People retire and get lazy. A recent study from the American Journal of Epidemiology reports that retirees are three times more likely than working adults to have a decline in “work-related” physical activity. The bad part is the retirees didn’t compensate for their increased vegetativeness. But who can blame them?

Highways drive city populations away. That’s right. City dwellers use said highways to leave the city behind, to the tune of an 18% reduction in city populations across the U.S. Without roads, the nation’s city populations would have grown by about 8% instead, presumably because none of the disaffected teenagers could find their way out. Or so concludes Brown university economist Nathaniel Baum-Snow in the Quarterly Journal of Economics.

Wide Disparities in Health Care Across the U.S. , a state scorecard reports. Oh yes that’s right. No joke. One of the report’s bullet points goes like this: “States vary widely in their health care performance and this means there is lots of potential for the nation overall to improve.” When health care spending outstrips economic growth and 46 million Americans don’t have health insurance there isn’t “potential” to improve, there’s an acute need.

Back in 2003 the Accreditation Council for Graduate Medical Education decreed that interns couldn’t work more than 80 hours per week.
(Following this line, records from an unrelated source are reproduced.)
Issue #873, opened 2020-03-01
Replace all packages with generated versions


DavidMinarsch:
**Is your feature request related to a problem? Please describe.**
Currently, packages are the hand written versions.

**Describe the solution you'd like**
Replace all packages with the generated equivalents.

PR #964, opened 2020-03-22
WIP: AEA-425 generated oef protocol

DavidMinarsch:
## Proposed changes

This PR changes the OEF protocol to the generated version.

## Fixes

- #873 

## Types of changes

## Checklist

## Further comments

-


aea/context/base.py
```diff
@@ -29,6 +29,8 @@
 from aea.mail.base import Address, OutBox
 from aea.skills.tasks import TaskManager
 
+DEFAULT_OEF = "default_oef"
```
DavidMinarsch: Note, @marcofavorito we need to expose the choice of OEF address on the configuration. For now it is stubbed.

packages/fetchai/connections/oef/connection.py
```diff
@@ -503,17 +510,20 @@ def on_dialogue_error(
         """
         assert self.in_queue is not None
         assert self.loop is not None
-        msg = OEFMessage(
-            type=OEFMessage.Type.DIALOGUE_ERROR,
-            id=answer_id,
-            dialogue_id=dialogue_id,
-            origin=origin,
+        msg = DefaultMessage(
```
DavidMinarsch: Note, @marcofavorito it makes little sense to use the OEF protocol for notifying of dialogue errors as these would be caused by protocols other than the OEF protocol. It makes sense to use  the default protocol instead so that the error handler can kick in. Otherwise, each agent needs the oef protocol just for error handling, which will confuse people.

packages/fetchai/protocols/oef/custom_types.py
```diff
@@ -0,0 +1,142 @@
...
+
+from aea.helpers.search.models import Description as BaseDescription
+from aea.helpers.search.models import Query as BaseQuery
+
+
+class Description(BaseDescription):
+    """This class represents an instance of Description."""
+
+    @classmethod
+    def encode(cls, performative, description_from_message: "Description"):
```
DavidMinarsch: Eventually, BaseDescription and BaseQuery should come with their own serizliation logic using protobuf

packages/fetchai/connections/oef/connection.py
marcofavorito: But can't a protocol have its own error messages and error handling, like in the OEF protocol?

DavidMinarsch: The dialogue error would result from a different protocol (i.e. not oef protocol) and should therefore error out on base protocol (default protocol). Ex: I send a message in fipa via oef which causes a dialogue error on oef node..it's now not ok for the oef node to send me an error in oef protocol as I might not have that protocol, instead it should use default protocol

aea/helpers/search/models.py
```diff
@@ -108,6 +110,34 @@ def __iter__(self):
...
+        """
+        Encode an instance of this class into the protocol buffer object.
+
+        The content in the 'performative' argument must be matched with the message content in the 'description_from_message' argument.
+
+        :param performative: the performative protocol buffer object containing a content whose type is this class.
+        :param description_from_message: the message content to be encoded in the protocol buffer object.
+        :return: the 'performative' protocol buffer object encoded with the message content in the 'description_from_message' argument.
+        """
+        description_from_message_bytes = pickle.dumps(description_from_message)  # nosec
```
DavidMinarsch: Imperfect, but a temporary working solution. Eventually, we make these serializable with protobuf and remove the dependency on performative.

packages/fetchai/connections/oef/connection.py
```diff
@@ -296,6 +303,8 @@ def __init__(
         self.in_queue = None  # type: Optional[asyncio.Queue]
         self.loop = None  # type: Optional[AbstractEventLoop]
         self.excluded_protocols = excluded_protocols
+        self.oef_msg_id = 0
+        self.oef_msg_it_to_dialogue_reference = {}  # type: Dict[int, Tuple[str, str]]
```
DavidMinarsch: we now keep track of the dialogue reference to be able to respond appropriately

packages/fetchai/connections/oef/connection.py
```diff
@@ -553,28 +574,31 @@ def send_oef_message(self, envelope: Envelope) -> None:
...
         """
-        oef_message = OEFSerializer().decode(envelope.message)
-        oef_message = cast(OEFMessage, oef_message)
-        oef_type = oef_message.type
-        oef_msg_id = oef_message.id
-        if oef_type == OEFMessage.Type.REGISTER_SERVICE:
+        oef_message = OefSearchSerializer().decode(envelope.message)
+        oef_message = cast(OefSearchMessage, oef_message)
+        self.oef_msg_id += 1
+        self.oef_msg_it_to_dialogue_reference[self.oef_msg_id] = (
```
DavidMinarsch: we create the dialogue reference part for the oef (RHS)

Why? Because sleep deprivation increased their risk of crashing their car or making grave errors on the job. Keep in mind, these so-called curbed hours still work out to a robustly workaholic 11.4 hours per day, every day. But more (relatively) humane work conditions for medical residents create more humane conditions for their patients. With the (somewhat) shorter hours residents work, fewer patients get sent to intensive care and fewer patients get mistakes in their prescriptions, according to a Yale School of Medicine study in the Annals of Internal Medicine.
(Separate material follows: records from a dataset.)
Issue #954, opened 2020-03-20
Consistency checks of protocols must bubble up errors


DavidMinarsch:
**Is your feature request related to a problem? Please describe.**
Currently, some message consistency checks do not show the relevant error message.

**Describe the solution you'd like**
Show it.

Issue #913, opened 2020-03-09
Provide dialogue reference helper methods and default values for message meta data


DavidMinarsch:
**Is your feature request related to a problem? Please describe.**
Currently, all messages need to provided with a dialogue reference and values for the meta data (target, message_id, dialogue_reference)

**Describe the solution you'd like**
Set these by default (i.e. new dialogue by default) and provide a helper method to generate the dialogue references.

Issue #905, opened 2020-03-07
Generator Bugs


DavidMinarsch:
**Is your feature request related to a problem? Please describe.**
A small bugs are present in the generator:
- [x] errors in the specification cause a stack trace rather than just a clean warning message
- [x] the generated files are not linted with black
- [x] if the message defines speech act contents already used by the default properties (e.g. target, body), then the generator does not show this as an error
- [x] optional fields not decoding: https://github.com/googleapis/google-cloud-python/issues/1402
<img width="709" alt="Screenshot 2020-03-08 at 10 50 18" src="https://user-images.githubusercontent.com/19314578/76161594-c896c200-612c-11ea-96f2-be1a076e14a9.png">

- [x] repeat usage of variables ("key, value"). Mypy complains and we should use unique and descriptive names for these variables:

Because if your doctor’s going to touch you there, a limp cold handshake just won’t do… Patients Want To Shake Hands With Their Physicians, Survey Finds. As opposed to those who prefer a song and dance.

Late weekend sleep among teens may lead to poor academic performance. Teenagers who stay up late on school nights and make up for it by sleeping late on weekends are more likely to perform poorly in the classroom. Which is ironic cause that was me in a nutshell and I did okay. Bet you readers did too.

This one’s a doozie too. “If your teenage son or daughter starts having mood swings, and stays out late, then it could very well be a sign that your kid is in love.” You can also tell if this is the case by such physiological changes as “sweaty palms, pounding hearts, and increased and excessive energy when they were around their beloved.” God. High-school palms were SO gross and sweaty.

Disclaimer: Your Health This Week may contain inaccuracies, errors, omissions and in a few rare cases outright fabrications, especially in the disclaimer. This is normal, and adjusting your screen or wireless connection will not make it better. Except for errors in this week’s This Week, which Anna typed with sweaty palms, pounding heart, and increased and excessive energy.